==== Source records ====
PR #3039, opened 2020-01-07
Migrate serial publications

matthias-ronge:
This implements the migration of serial publications. For serial publications (series, multi-volume works), a parent process is created and the children found are linked to it. The METS structure is adjusted.


Kitodo/src/main/java/org/kitodo/production/forms/MigrationForm.java
```diff
@@ -132,6 +133,11 @@ public void showAggregatedProcesses() {
         processListRendered = true;
     }
```
Kathrin-Huber: Missing Javadoc

Kitodo/src/main/resources/messages/messages_de.properties
```diff
@@ -426,6 +426,7 @@ granularity.years=Jahrg\u00E4nge
 guessImages=gesch\u00E4tzte Seitenanzahl
 help=Hilfe
 hideCorrectionTasks=Entferne Korrekturschritte
+HierarchyMigrationTask=Migriere serielle Publikationen
```
Kathrin-Huber: please use lowecase

Kitodo/src/main/java/org/kitodo/production/services/file/FileService.java
```diff
@@ -547,6 +547,20 @@ public void moveFile(URI sourceUri, URI targetUri) throws IOException {
...
+     * Process owns anchor XML.
+     *
+     * @param process
+     *            whose metadata file path to use
+     * @return whether an anchor file was found
+     * @throws IOException
+     *             if Io failed
+     */
+    public boolean processOwnsAnchorXML(Process process) throws IOException {
+        URI yearFile = FileService.this.createAnchorFile(FileService.this.getMetadataFilePath(process, false, false));
```
Kathrin-Huber:
```suggestion
        URI yearFile = createAnchorFile(FileService.this.getMetadataFilePath(process, false, false));
```

Kitodo/src/main/java/org/kitodo/production/services/file/FileService.java
```diff
@@ -547,6 +547,20 @@ public void moveFile(URI sourceUri, URI targetUri) throws IOException {
...
+        return FileService.this.fileExist(yearFile);
```
Kathrin-Huber:
```suggestion
        return fileExist(yearFile);
```

Kitodo/src/main/java/org/kitodo/production/helper/tasks/HierarchyMigrationTask.java
```diff
@@ -0,0 +1,358 @@
...
+    private final ProcessGenerator processGenerator = new ProcessGenerator();
+
+    /**
+     * Service to read and write Process objects in the database or search
+     * engine index.
+     */
+    private static final ProcessService processService = ServiceManager.getProcessService();
+
+    /**
+     * Parent processes have already been created. Key is the identifier, the
```
Kathrin-Huber: Parent Processes have already been created? Really? When?

Kitodo/src/main/java/org/kitodo/production/helper/tasks/HierarchyMigrationTask.java
```diff
@@ -0,0 +1,358 @@
...
+    /**
+     * Links parent process and child process in the database. The processes are
+     * saved.
+     *
+     * @param parentProcess
+     *            parent process to link
+     * @param childProcess
+     *            child process to link
+     */
+    private static void linkInDatabase(Process parentProcess, Process childProcess) throws DataException {
```
Kathrin-Huber: Its not only in Database but in elasticsearch and Object level.
```suggestion
    private static void linkParentProcessWithChildProcess(Process parentProcess, Process childProcess) throws DataException {
```

Kitodo/src/main/java/org/kitodo/production/helper/tasks/HierarchyMigrationTask.java
```diff
@@ -0,0 +1,358 @@
...
+
+    /**
+     * Service to read and write Process objects in the database or search
+     * engine index.
+     */
+    private static final ProcessService processService = ServiceManager.getProcessService();
+
+    /**
+     * Parent processes have already been created. Key is the identifier, the
+     * value is the process ID, then the current numbers of child links.
```
Kathrin-Huber: You are mixing up purposes of integers in the List.
Why not using the process ID as a key instead of the String?
Shouldn't the list of childs also be found in the Database?

Kitodo/src/main/java/org/kitodo/production/helper/tasks/HierarchyMigrationTask.java
```diff
@@ -0,0 +1,358 @@
...
+    private static Integer convertChildMetsFile(URI metadataFilePath) throws IOException {
+        Workpiece workpiece = metsService.loadWorkpiece(metadataFilePath);
+        IncludedStructuralElement childStructureRoot = workpiece.getRootElement().getChildren().get(0);
+        workpiece.setRootElement(childStructureRoot);
+        metsService.saveWorkpiece(workpiece, metadataFilePath);
+        return getCurrentNo(childStructureRoot);
+    }
+
+    /**
+     * Extracts the CurrentNo from the metadata.
```
Kathrin-Huber: What does currentNO stands for in the metadata?
Please give a more explicit description

Kitodo/src/main/java/org/kitodo/production/helper/tasks/HierarchyMigrationTask.java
====
Only lines that include "Kathrin" belong in the answer; return them from the entries above.

*Answer box:*
Kathrin-Huber: Missing Javadoc
Kathrin-Huber: please use lowecase
Kathrin-Huber:
Kathrin-Huber:
Kathrin-Huber: Parent Processes have already been created? Really? When?
Kathrin-Huber: Its not only in Database but in elasticsearch and Object level.
Kathrin-Huber: You are mixing up purposes of integers in the List.
Kathrin-Huber: What does currentNO stands for in the metadata?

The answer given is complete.